This exercise calls for every line of the listing below that contains the word "stage".

# # # # # # #

PR #3392, opened 2019-10-25
Handle multiple API server requests in parallel

lulf:
### Type of change

- Enhancement 

### Description

Create multiple instances of HTTP servers while keeping the service
handlers and request filters singletons.

Set the number of HTTP server instances based on the number of CPUs,
optionally via an environment variable.

Fixes #3392 

Co-authored-by: Keith Wall <kwall@apache.org>

### Checklist

- [ ] Update documentation
- [ ] Update CHANGELOG.md

### DIFF
--- a/api-server/src/main/java/io/enmasse/api/server/ApiServer.java
+++ b/api-server/src/main/java/io/enmasse/api/server/ApiServer.java
@@ -107,9 +107,12 @@ public class ApiServer extends AbstractVerticle {
         Metrics metrics = new Metrics();
 
         HTTPHealthServer httpHealthServer = new HTTPHealthServer(options.getVersion(), metrics);
-        HTTPServer httpServer = new HTTPServer(addressSpaceApi, schemaProvider, authApi, userApi, options, clientCa, requestHeaderClientCa, clock, authenticationServiceRegistry, apiHeaderConfig, metrics);
 
-        vertx.deployVerticle(httpServer, new DeploymentOptions().setWorker(true), result -> {
+        ResteasyDeploymentFactory resteasyDeploymentFactory = new ResteasyDeploymentFactory(addressSpaceApi, schemaProvider, authApi, userApi, clock, authenticationServiceRegistry, apiHeaderConfig, metrics, options.isEnableRbac());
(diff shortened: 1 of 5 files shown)


lulf:

lulf:

api-server/src/main/java/io/enmasse/api/server/ApiServer.java
```diff
@@ -107,9 +107,12 @@ public void start(Future<Void> startPromise) throws Exception {
...
 
         HTTPHealthServer httpHealthServer = new HTTPHealthServer(options.getVersion(), metrics);
-        HTTPServer httpServer = new HTTPServer(addressSpaceApi, schemaProvider, authApi, userApi, options, clientCa, requestHeaderClientCa, clock, authenticationServiceRegistry, apiHeaderConfig, metrics);
 
-        vertx.deployVerticle(httpServer, new DeploymentOptions().setWorker(true), result -> {
+        ResteasyDeploymentFactory resteasyDeploymentFactory = new ResteasyDeploymentFactory(addressSpaceApi, schemaProvider, authApi, userApi, clock, authenticationServiceRegistry, apiHeaderConfig, metrics, options.isEnableRbac());
+        String finalRequestHeaderClientCa = requestHeaderClientCa;
+        String finalClientCa = clientCa;
+        vertx.deployVerticle(() -> new HTTPServer(options, resteasyDeploymentFactory, finalClientCa, finalRequestHeaderClientCa),
+                new DeploymentOptions().setWorker(true).setInstances(options.getNumWorkerThreads()), result -> {
```
k-wall: Maybe log options.getNumWorkerThreads() at info level too.

lulf: All options (including this) are printed at info level during startup

lulf:
@k-wall On the thread name, I'm a bit divided since it would break the uniform logging pattern we have across all components. If possible, I would prefer if one could enable such a pattern for the debug log level, if this is possible with logback.

k-wall:
I take your point about the uniformity of the component logs.   On reflection I’m happy with the patch as it stands.  Merge it!

PR #3398, opened 2019-10-28
Update keycloak image ref (#3342)

lulf:


lulf:
@k-wall Good catch, I didn't actually spot the version change here.

PR #3409, opened 2019-10-30
Fix missing role permission for configmaps

lulf:


templates/csv/enmasse.clusterserviceversion.yaml
```diff
@@ -411,7 +411,7 @@ spec:
           resources: [ "deployments" ]
           verbs: [ "get", "list", "watch", "update", "create", "patch", "delete" ]
         - apiGroups: [ "" ]
-          resources: [ "configmaps", "secrets", "persistentvolumeclaims", "services" ]
+          resources: [ "configmaps", "configmaps/finalizers", "secrets", "persistentvolumeclaims", "services" ]
```
k-wall: enmasse-operator doesn't actually require this permission and would be inconsistent with 020-Role-enmasse-operator.yaml

lulf: Fixed

PR #3424, opened 2019-11-05
Update checkstyle

obabec:
### Type of change

- Enhancement / new feature

### Checklist

- [ ] Update documentation
- [ ] Update CHANGELOG.md

### DIFF
--- a/.checkstyle/checkstyle.xml
+++ b/.checkstyle/checkstyle.xml
@@ -18,5 +18,63 @@
         </module>
         <module name="StringLiteralEquality"/>
     </module>
+    <module name="TreeWalker">
+        <!-- Checks for Naming Conventions.                  -->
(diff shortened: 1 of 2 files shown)


obabec:
> I think LineLength, MethodLength etc. should be removed (and code removed from supressions).
> 
> I don't know specifically how the other checks will actually look like, but I think any changes to checkstyle should also include the fixes to exiting code and not use supressions.

MethodLenght and LineLenght have to be discussed. About fixing code. I have already cleaned systemtests with this rules in another PR...

lulf:
@obabec I think maybe an approach that doesn't have to make such a massive change to the whole code base in order to be applied, is to start with adding just one or a few rules, fix the code base to adhere to those, and then raise a PR for each of those additions. Otherwise, it is difficult to understand what the implications of the rule is and what the result will look like.

PR #3425, opened 2019-11-05
Fix go deps (again)

ctron:
Limit prometheus dependency to 1.1.x as 1.2.x
introduces a new dependency on github.com/cespare/xxhash/v2
which only works with go modules, which we can't use
because we still need older dependencies that don't work
with go modules.


ctron:

lulf:
Any idea the list of additions is so big compared to list of deletions?

ctron:
> Any idea the list of additions is so big compared to list of deletions?

Not really. It looks like the addition of "honnef" contributed to that. But honestly, I've given up on go dependencies.

PR #3459, opened 2019-11-13
Olm manifest image

lulf:
### Type of change

- Enhancement / new feature

### Description

Introduce an image containing the OLM manifests. This image can in turn be used to do an install without using operator hub.

### Checklist

- [ ] Update documentation
- [ ] Update CHANGELOG.md


lulf:

olm-manifest/src/main/resources/latest/enmasse.package.yaml~
```diff
@@ -0,0 +1,4 @@
+packageName: ${env.PACKAGE_NAME}
```
ctron: I guess this file shouldn't be here.

.travis.yml
```diff
@@ -28,7 +28,6 @@ jobs:
   include:
   - stage: build
     before_install:
-    - ./.travis/find-qdrouterd-base-versions.sh
```
ctron: This step saved us from having different router versions in the past. It should ensure that we don't have a different router image as a base for e.g. Dockerfile the "qdr configurator" is based on, or the router image we run.

I think we still need some kind of validation step to achieve that.

lulf: Its a good point, because the check has already failed to detect that they are different :) 

https://github.com/EnMasseProject/enmasse/blob/master/iot/iot-proxy-configurator/Dockerfile#L6
https://github.com/EnMasseProject/enmasse/blob/master/Makefile.env.mk#L23

I think the approach we should take here is to make sure the ${ROUTER_IMAGE} env is used in the FROM for the proxy configurator Dockerfile. That should ensure everything comes from a single source.

I will make that modification in this PR if thats ok. 

(The original reason I remove the script, was that it barfed at the old OLM manifests)

lulf:

.travis.yml
lulf: I've made the modification to templatize the iot-proxy-configurator Dockerfile so that the FROM gets set to the same value.

lulf:

PR #3462, opened 2019-11-14
Fix permission typo

lulf:


lulf:
Closing, as this has no effect on master where configmaps are no longer used.

PR #3469, opened 2019-11-15
Prevent continuous updates when project is creating

ctron:
As the map key order is randomized, a change will cause a new order in
the message field, which will cause an update on the object, which will
cause another change, …

### Type of change

- Bugfix

### Checklist

- [ ] Update documentation
- [ ] Update CHANGELOG.md


ctron:

PR #3476, opened 2019-11-18
Run systemtests testsuite installing enmasse via BUNDLE or OLM

famartinrh:
### Type of change
- Enhancement / new feature
### Description

This PR uses some recent changes added to ease OLM testing and adds the concept of enmasse install type (env var `INSTALL_TYPE` ) to be able to run the test suite choosing how to install enmasse. The work done is:
- Add `OperatorLifecicleManagerTest` to acceptance profile 
- Add `OLMRequired` junit test condition to check if OLM is available in current cluster
- Special treatment of "infra namespace" in order to make test suite work. In bundle installation it is `enmasse-infra` but in OLM installation it becomes `openshift-operators` in ocp or `operators` in minikube env
- Install example plans ,roles and authservices when installing via OLM, in order to make test suite work.
- Add profile acceptance-no-iot because a the moment of testing iot functionality installing enmasse via OLM leads into some errors, so this profile is needed to ease testing the new systemtests feature
- Moves infinispan deployment to a separated namespace because an error found deploying infinispan to openshift-operators

### Checklist

- [ ] Update documentation
- [ ] Update CHANGELOG.md


famartinrh:
@enmasse-ci run tests profile=acceptance ocp4 test_only

famartinrh:
@enmasse-ci run tests profile=acceptance ocp4 test_only OLM

famartinrh:
@enmasse-ci run tests profile=acceptance ocp4 test_only OLM

famartinrh:
@enmasse-ci run tests profile=acceptance ocp4 test_only

famartinrh:
@enmasse-ci run tests profile=acceptance ocp4 test_only

famartinrh:
@enmasse-ci run tests profile=acceptance ocp4 test_only OLM

famartinrh:
@enmasse-ci run tests profile=olm ocp4 test_only OLM

famartinrh:
@enmasse-ci run tests testcase=OLM** ocp4 test_only

systemtests/src/main/java/io/enmasse/systemtest/Environment.java
```diff
@@ -36,6 +37,8 @@
     public static final String TAG_ENV = "TAG";
     public static final String PRODUCT_NAME_ENV = "PRODUCT_NAME";
     public static final String APP_NAME_ENV = "APP_NAME";
+    public static final String INSTALL_TYPE = "INSTALL_TYPE";
+    public static final String OLM_INSTALL_TYPE = "OLM_INSTALL_TYPE";
```
lulf: Is this redundant?

famartinrh: I think it's not redundant, OLM_INSTALL_TYPE is a kind of subtype of OLM INSTALL_TYPE because as you know with OLM we can install in the default namespace (ie: openshift-operators) or in the namespace `enmasse-infra`

famartinrh:
good point @lulf , I would like to have most tests to work with both install types in order to get the best test coverage of OLM installation. However I agree this concept of installation type could be a requirement specific at test-class level but again I would like to get most of tests working in both install modes so maybe putting annotations everywhere is a bit overkill.
Anyway I think this discussion is pretty much needed in order to all agree and stablish a path to improve our testing of enmasse installed via OLM, so @kornys do you have something to say?

famartinrh:
@enmasse-ci run tests testcase=OLM** ocp4 test_only

famartinrh:
thinking of it @lulf I kind of agree with your idea of the annotation to specify supported install types in tests classes because altough I want most tests working in OLM, for sure not all will work on both kinds of installation. 
I would keep the install type so tests are run twice but in different jobs (you maybe were already saying that), will be better to have separate jobs for each install type to avoid possible environment issues and to avoid test execution time to become too long.
So I would suggest an annotation like 
```
@SupportedInstallTypes({EnmasseInstallType.BUNDLE})
```
Also I would make the absence of the annotation mean that test it's assumed to work on both installation types

lulf:
@famartinrh good point, agreed we probably want separate jobs, but the ability to select in PR as well for instance. I like it!

kornys:
Ok but keep in mind that with downstream we dont have capacity to run 6jobs for cpaas for instance

famartinrh:
@enmasse-ci run tests profile=acceptance ocp4 test_only OLM

famartinrh:
@enmasse-ci run tests profile=acceptance ocp4 test_only OLM

famartinrh:
we still have bugs that prevent us from successfully deploy enmasse via OLM, at least in our CI env using CRC, however I think this PR is ready for merge in order to let developers easily investigate the issues. I'll run tests installing using bundle just to make sure, again, that our classic workflow is still working

famartinrh:
@enmasse-ci run tests profile=acceptance ocp4

famartinrh:
@enmasse-ci run tests profile=acceptance

famartinrh:
@enmasse-ci run tests profile=acceptance

.jenkins/Jenkinsfile-pr
```diff
@@ -124,6 +127,39 @@ pipeline {
             }
 
         }
+        stage('workaround olm-manifest step 1') {
```
lulf: I wonder if a more uniform step would be to edit the Makefiles to Allow setting an INTERNAL_DOCKER_REGISTRY (which by default == DOCKER_REGISTRY) and override that for the olm-manifest image. Then these steps should be unnecessary and we'll save issues in other DSL/pipelines as well. I can share a pr of what i mean.

famartinrh: hmm, that PR is welcome @lulf :) , note that `make docker_build` and `make docker_tag` have to be run with different DOCKER_REGISTRY values in order to push to external registry but having CSV pointing to internal registry

lulf: I tried to modify the makefiles, but there wasn't any clean/easy way to do that. However, I recommend instead to

* Build with internal registry
* Run `make DOCKER_REGISTRY=${PUBLIC_REGISTRY} templates docker_tag docker_push`

famartinrh:
@enmasse-ci run tests testcase=OLM** ocp4

famartinrh:
@enmasse-ci run tests testcase=OLM** ocp4

Issue #3456, opened 2019-11-12
Addresses (broker pods) are not fully deleted 


kornys:
**Describe the bug**
During running shared test suite we can see that broker pods in infra namespaces are not deleted when addresses are removed. 

It caused fails in our systemtests suite because pods consumes all resources on nodes so another tests cannot create another address (pods)

**Additional context**
oc get events
```
2019-11-12T11:18:06Z   2019-11-12T10:03:20Z   331       standard-controller.1070108445                       Address       <none>    Warning   BrokerDeleteFailed   standard-controller      Error deleting broker cluster broker-b41e7da-pj2k: Failure executing: PATCH at: https://172.30.0.1/apis/apps/v1/namespaces/enmasse-infra/statefulsets/broker-b41e7da-pj2k. Message: StatefulSet.apps "broker-b41e7da-pj2k" is invalid: spec: Forbidden: updates to statefulset spec for fields other than 'replicas', 'template', and 'updateStrategy' are forbidden.. Received status: Status(apiVersion=v1, code=422, details=StatusDetails(causes=[StatusCause(field=spec, message=Forbidden: updates to statefulset spec for fields other than 'replicas', 'template', and 'updateStrategy' are forbidden., reason=FieldValueForbidden, additionalProperties={})], group=apps, kind=StatefulSet, name=broker-b41e7da-pj2k, retryAfterSeconds=null, uid=null, additionalProperties={}), kind=Status, message=StatefulSet.apps "broker-b41e7da-pj2k" is invalid: spec: Forbidden: updates to statefulset spec for fields other than 'replicas', 'template', and 'updateStrategy' are forbidden., metadata=ListMeta(_continue=null, remainingItemCount=null, resourceVersion=null, selfLink=null, additionalProperties={}), reason=Invalid, status=Failure, additionalProperties={}).
```

kornys:
@lulf also admin pods are not deleted

k-wall:
Is there a particular test that is known to show this issue?

kornys:
@k-wall nope, issue appears after many test in shared space. You can check logs in master jenkins shared job

kornys:
@k-wall check this test io.enmasse.systemtest.shared.standard.TopicTest.testShardedTopic

lulf:
@kornys @k-wall  I'll have a look, its probably related to CRD refactor

lulf:
[...]

PR #3481, opened 2019-11-19
Fabric8 kubernetes-client race when deleting a deployment may leave pods behind

k-wall:
Fix ##3480

### Type of change

- Bugfix

### Description

Works around an defect in the Fabric8 kubernetes-client.

### Checklist

- [ ] Update documentation
- [ ] Update CHANGELOG.md


k-wall:

lulf:
Nice catch! I suspect this is the same as https://github.com/EnMasseProject/enmasse/issues/3456

k-wall:
> @k-wall Nice catch! I suspect this is the same as #3456 , or do you think this applies to Deployments only?

This one is deployments only, so it would explain broker pods being left behind in brokered but not standard.

k-wall:

PR #3485, opened 2019-11-20
Supress download logging maven

kornys:


kornys:

kornys:

lulf:
@kornys I didn't realize this would affect running tests locally as well. I think we shouldn't require everyone to upgrade to maven 3.6 in order to run tests at all.

kornys:
@lulf hmmm, I think it is ok to require latest tool version, anyway I will open an PR

kornys:
#3488

lulf:
@kornys IMO the rule of thumb is what is available in latest package managers :) maybe it can be detected by script?

lulf:
@kornys alternatively add an environment variable that CI can pass?

gemmellr:
You shouldn't hammer the Apache archive by downloading maven from it on every build.

You could use the travis cache (https://docs.travis-ci.com/user/caching/) to avoid re-downloading it every time (which could similarly apply to deps themselves even without this PR).

You could also get it from maven central (http://repo2.maven.org/maven2/org/apache/maven/apache-maven/3.6.2/apache-maven-3.6.2-bin.zip).

Or best of all, both.

kornys:
@gemmellr thanks! will fix that

PR #3486, opened 2019-11-20
systemtests log pods on test error

famartinrh:


famartinrh:
because just doing `oc get pods` gives us perfect logging with pods status, number of restarts ... I think it's useful @kornys

lulf:
Is there not already a `oc describe pods` in `saveKubernetesState` which captures all pod information?

famartinrh:
yes it is @lulf , however in this PR I only had in mind to improve log output, I just was thinking on improve the logging and change that loop we had that only logs pod names and change it with the standard output of `oc get pod`

kornys:
You can get all these information from fabric8 client I guess

kornys:
Anyway lgtm

PR #3971, opened 2020-02-24
Require python3 to run script to avoid accidentally using python2

lulf:


lulf:

PR #3973, opened 2020-02-25
Fill kubeDomain based on api url

kornys:
### Type of change

- Enhancement

### Description

Fill kube domain based on api url for local development

### DIFF
--- a/systemtests/src/main/java/io/enmasse/systemtest/Environment.java
+++ b/systemtests/src/main/java/io/enmasse/systemtest/Environment.java
@@ -99,7 +99,7 @@ public class Environment {
             try {
                 this.kubernetesDomain = new URL(url).getHost().replace("api", "apps");
             } catch (Exception ex) {
-                ex.printStackTrace();
+                throw new RuntimeException(ex);
             }
         }
         log.info(debugFormat, TEST_LOG_DIR_ENV, testLogDir);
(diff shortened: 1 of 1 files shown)


kornys:
@enmasse-ci run tests profile=shared testcase=isolated.web.FirefoxConsoleTest#testLoginLogout crc test_only

systemtests/src/main/java/io/enmasse/systemtest/Environment.java
```diff
@@ -94,6 +95,12 @@ private Environment() {
         if (installType == EnmasseInstallType.OLM) {
             log.info(debugFormat, OLM_INSTALL_TYPE, olmInstallType.name());
         }
+        if (url.startsWith("https://api")) {
+            try {
+                this.kubernetesDomain = new URL(url).getHost().replace("api", "apps");
+            } catch (Exception ignored) {
```
lulf: Probably worth printing this exception and at least wrap it in a runtime exeception as I think this would be fatal?

kornys: ok let me fix that

kornys:
@enmasse-ci run tests profile=isolated testcase=isolated.web.FirefoxConsoleTest#testLoginLogout crc test_only

systemtests/src/main/java/io/enmasse/systemtest/Environment.java
kornys: I added printing of stacktrace, it is not easy to throw exception in Envritonment

lulf: use throw new RuntimeException(ex)

PR #3982, opened 2020-02-25
Wait for pods to be removed

lulf:
### Type of change

- Bugfix

### Description
Wait for deployment pods to be deleted
    
This prevents the standard-controller from re-creating resources that  gets deleted after the deployments are deleted.

### Checklist

- [ ] Update documentation
- [x] Update CHANGELOG.md

### DIFF
--- a/address-space-controller/src/main/java/io/enmasse/controller/common/KubernetesHelper.java
+++ b/address-space-controller/src/main/java/io/enmasse/controller/common/KubernetesHelper.java
@@ -140,7 +140,7 @@ public class KubernetesHelper implements Kubernetes {
     public void deleteResources(String infraUuid) throws InterruptedException {
         // Delete and await deployments to be deleted so that the per-address space controllers are not re-creating any resources
         for (Deployment deployment : client.apps().deployments().withLabel(LabelKeys.INFRA_UUID, infraUuid).list().getItems()) {
-            if (!client.apps().deployments().delete(deployment)) {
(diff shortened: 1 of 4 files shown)


lulf:

address-space-controller/src/main/java/io/enmasse/controller/common/KubernetesHelper.java
```diff
@@ -122,12 +122,33 @@ public static boolean isStatefulSet(HasMetadata res) {
...
+            throw new RuntimeException(message);
+        }
+    }
+
     @Override
-    public void deleteResources(String infraUuid) {
+    public void deleteResources(String infraUuid) throws InterruptedException {
+        // Delete and await deployments to be deleted so that the per-address space controllers are not re-creating any resources
+        for (Deployment deployment : client.apps().deployments().withLabel(LabelKeys.INFRA_UUID, infraUuid).list().getItems()) {
+            if (!client.apps().deployments().delete(deployment)) {
```
k-wall: I think it might be safer to maintain `withPropagationPolicy("Background")` in the delete call.  Some parts of fabric8 switched to orphan dependants true (which would leave behind pods).    I find it difficult to remember which, so I think being explicit is the way to safe.  https://github.com/fabric8io/kubernetes-client/issues/1775

lulf: @k-wall Fixed (though a bit clunky due to the api)

lulf:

# # # # # # #

* _Answer to this exercise_:
   - stage: build
+        stage('workaround olm-manifest step 1') {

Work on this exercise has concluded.